So in short, it's still the quadratic formula, but force A=1, then simply rewrite sqrt((B^2-4C))/2 as sqrt( (B/2)^2 - C ) I agree that this makes it simpler, and I think the key is that you're dealing with B/2 on both sides of the plus/minus.
Wow. I actually stand a chance of understanding the quadratic equation now. This is building it using the most basic math possible, and explaining like I'm a 15 year old - which is how it should have been explained when I was 15.
Yes, this is an easy way to do quadratic equations and could be helpful to individuals who are fearful of math. He has been coaching the US math olympiad team for 6 years.

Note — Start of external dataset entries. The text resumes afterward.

PR #723, opened 2020-11-18
External id auth

rgomezp:
# Description
## Details
# Systems Affected
* [ ] WebSDK
* [ ] Backend
* [ ] Dashboard

# Validation
### Checklist

**Programming Checklist**
Interfaces:

Functions:

Typescript:

* [ ] No Typescript warnings

Other:

### Checklist

- - -
## Related Tickets
- - -
## 
This change is [Reviewable](https://reviewable.io/reviews/onesignal/onesignal-website-sdk/723)


rgomezp:
Closing in favor of https://github.com/OneSignal/OneSignal-Website-SDK/pull/723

I'm swedish and the quadratic equation i learned in school is actually a version of this, it's called "p q formeln" (meaning the p q formula), however, we didn't learn how it worked (we just had to memorize it) and i think that this video explains it amazingly, i don't think that i will ever forget it anymore! edit: i just got to 32:50 and the equation that he wrote down is almost exactly the formula i learned except that p was used instead of B and q was used instead of C and the B^2/2 was written as (p/2)^2
I am quite surprised that this has not been more widely known. In Germany it is called the pq-Formula (because of x^2+px+q) and it has probably been the most common way it is being taught.
@JJPhenom I'm American. When I was in school, we were just expected to memorize the Quadratic Formula. It was never explained to us. I had never heard of the PQ Formula -- until I heard of the Po-Shen Loh method and began doing research and watching a lot of videos. I think the way the Po-Shen Loh method is presented (especially when done with a graph) makes it easier to understand & makes the formulas make sense.
@@jjphenom2831 I think it's because of how generations of math educators have been taught (at least in America). I've talked to a lot, and the idea of learning math on a deeper level, from a more conceptual perspective, is pretty new for us. Back-in-the-day, being good at math just meant that you were good at memorizing algorithms (even if you didn't understand them). Plus, the standards that teachers had to meet in order to teach math were pretty low. When they first raised them, many teachers that had been teaching for years, couldn't pass them. It was a big deal because they also couldn't replace all these teachers. The kids basically got screwed. These teachers were talking about how hard the tests were to pass. So, I asked some professors that had taught at the high school and college levels. They said they weren't that had -- if you understood math. If just tried to get through everything using memorization, you were in trouble.
@@chocolateangel8743 Oh I see. That sounds like an interesting shift in approaches. I will be following up on how successful this turns out to be. Here the formula is often applied quite algorithmically and without going very deep into its derivision. I do not know the reason why this is the predominant method of solving quadratic equatiins though. Would be interesting to see a worldwide distribition
Showed this to my 7 year old math obsessed daughter and she immediately understood. She loves learning advanced math and we love your explanations. Thank you!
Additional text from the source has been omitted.